Logotype for Casey's General Stores Inc

Casey's General Stores (CASY) Investor Day 2026 summary

Event summary combining transcript, slides, and related documents.

Logotype for Casey's General Stores Inc

Investor Day 2026 summary

24 Jun, 2026

Strategic vision and business model

  • Emphasizes a unique, integrated convenience QSR model combining prepared food, grocery, and fuel under one cost structure, driving a resilient growth flywheel and diversified cash flows.

  • Maintains a focus on rural markets, leveraging a vertically integrated supply chain and 100% company-owned stores for operational control and speed to market.

  • Differentiates through restaurant-quality food, a robust loyalty program with nearly 11 million members, and advanced AI-enabled technology for guest engagement and operational efficiency.

  • Demonstrates industry-leading growth, with a 16% EBITDA CAGR over the last three years and consistent outperformance in inside sales and margin expansion.

  • Prioritizes ratable, consistent, and top-quintile growth, with a proven track record of delivering on commitments and a strong say-do ratio.

Strategic achievements and competitive advantages

  • Delivered on prior 3-year strategic plan, exceeding targets with 16% EBITDA CAGR, 504 stores added, and 4% average inside same-store sales growth from FY24–FY26.

  • “Convenience QSR” model drives compounding growth, leveraging cross-category traffic, high margins, and diversified revenue streams.

  • Added to S&P 500 in 2026, reflecting consistent and resilient performance.

  • Rewards program membership grew over 60% to 11 million, supporting loyalty and engagement.

Financial guidance and capital allocation

  • New 3-year plan (FY27–FY29) targets 8%-10% EBITDA CAGR, at least 400 new stores, mid-single-digit inside sales growth, and inside margin expansion.
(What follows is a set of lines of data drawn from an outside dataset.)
PR #7510, opened 2019-05-03
testing/pass: modernize

maxice8:
- Add missing dependency on cmd:gpg
- Enable tests, add missing dep on git
- Use modern style


maxice8:
@jomat

PR #7511, opened 2019-05-03
community/py3-rtslib: modernize

maxice8:
- Fix license
- Expand on why check is disabled
- Add missing dependencies
- Use modern style


maxice8:
@ncopa

PR #7514, opened 2019-05-03
testing/py3-compdb: upgrade to 0.2.0, drop py2

maxice8:
- Switch to tagged releases
- Enable tests
- Drop py2- and py- versions
- Add replaces for py- version
- Add missing dependency on py3-setuptools
- Lighten load on makedepends


maxice8:
@orsonteodoro

testing/py3-compdb/APKBUILD
```diff
@@ -0,0 +1,32 @@
...
+# Maintainer: Orson Teodoro <orsonteodoro@hotmail.com>
+pkgname=py3-compdb
+_pkgname=${pkgname#py3-*}
+pkgver=0.2.0
+pkgrel=0
+pkgdesc="The compilation database Swiss army knife"
+url="https://github.com/Sarcasm/compdb"
+arch="noarch"
+license="MIT"
+depends="py3-setuptools"
```
andypost: I bet it should be `makedepends`

maxice8: no, it has `/usr/bin/compdb` that has

```
#!/usr/bin/python3
# EASY-INSTALL-ENTRY-SCRIPT: 'compdb==0.2.0','console_scripts','compdb'
__requires__ = 'compdb==0.2.0'
import re
import sys
from pkg_resources import load_entry_point

if __name__ == '__main__':
    sys.argv[0] = re.sub(r'(-script\.pyw?|\.exe)?$', '', sys.argv[0])
    sys.exit(
        load_entry_point('compdb==0.2.0', 'console_scripts', 'compdb')()
    )
```

so `py3-setuptools` which provides `pkg-resources` is required.

PR #7515, opened 2019-05-03
testing/py-distro: modernize

maxice8:
- Fix license
- Disable check as some tests fail
- Add infrastructure for running tests


maxice8:
@fabaff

  • Free cash flow projected at ~$2B over the next three years, with operational efficiencies prioritized to keep OpEx growth below EBITDA growth.

  • Maintains strong balance sheet with $1.4B liquidity and low-cost debt (4.3% average rate), targeting a long-term debt/EBITDA ratio of ~2.0x.

  • Capital allocation prioritizes unit growth, dividend increases (27 consecutive years), and share repurchases ($1B new authorization).

  • ROIC exceeds cost of capital, with FY26 ROIC at 15% versus a 7.3% weighted average cost of capital.